Icelandic songwriter and guitarist

Halldor Mar is an Icelandic songwriter and guitarist. His music is based on acoustic folk music and alternative rock. He is also a member of the composing pop rock group Wiggum.

== Biography ==
Halldór Stefánsson Már was born in Reykjavík, Iceland. He has been a musician since early childhood. His mother encouraged him to adopt the drums or the piano, but he fell in love with the guitar. He has played it in all its forms, but mainly classical.
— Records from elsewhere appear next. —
PR #50, opened 2021-11-01
If the platform is OCP then we get the credentials from the secret we requested from cloud credentials operator

miheer:
If the platform is OCP then we get the credentials from the secret we requeste from cloud credentials operator.

This fixes https://issues.redhat.com/browse/CFE-135
Adds kubernetes fake package for mocking clients and objects as it is required for unit tests.

This PR unreverts commit 127835f3136ca10eea04dc8f1ee276d0f16cd447


miheer:
@arjunrn @Miciah

miheer:
@Miciah working on supporting GCP and Azure

miheer:
@alebedev87  @arjunrn PTAL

He began his guitar studies with Professor Vidar Örn Erlendsson at the conservatory in Akureyri. In 1993 he moved to Barcelona to study guitar at the Escola de Música Luthier (Luthier School of Music) with Alex Arnaldur Arnarson Garrobé. He has participated in international courses with teachers like David Russell, Hopkinson Smith, Manuel Barrueco and José Tomás Pérez Sellés. Later Halldor Mar crossed Iceland and Spain, both as a soloist and as a member of "Mosaic Barcelona's Guitar Quartet".

In 2004 he collaborated on the album With Hands. He worked with guitarist and composer Eduard Rodes to perform a piece called "The Light", inspired by the life of Francesc Ferrer i Guàrdia, who was a free-thinker executed in 1909, following the Tragic Week riots in Barcelona. The piece was presented to the public on October 13, 2003, the anniversary of Ferrer Guardia's execution, on the premises of the Foundation Ferrer i Guardia in Barcelona. Halldor Mar returned to work on Eduard Rodes 2006 album República Mediterránea, interpreting the theme in "In Iskandariyah".

With the passage of time he began to create his own music, presenting concerts in small Irish pubs, years after participating in Barcelona nightlife.

After years of alternative pop rock and singing-songwriting, he began recording. In 2009 published his first solo album, Simple, under the label Daruma Records. The album was recorded in the studio with the help of the producer Marc Molas. And as the name suggests, is a simple disc: varied, intense, and elaborate, yet simple. The album was released on the market in November of the same year.

Halldor Mar is also a member of the group Wiggum. Wiggum was formed in 2009. In February 2010 they released their debut album Sinton Nison loves Nifú Nifá. The studio album was recorded with the Maltese Pierce Salvador as the producer. It received good reviews from music media such as the magazines MundoSonoro, Binaural, and Planeta Indie.

In 2014. Halldor Mar published the album The Wind. It contains versions in English of ten songs from the Catalan Nova Cançó movement. Tracks include "Little Country" by Lluis Llach and "The Wind" by Raimon.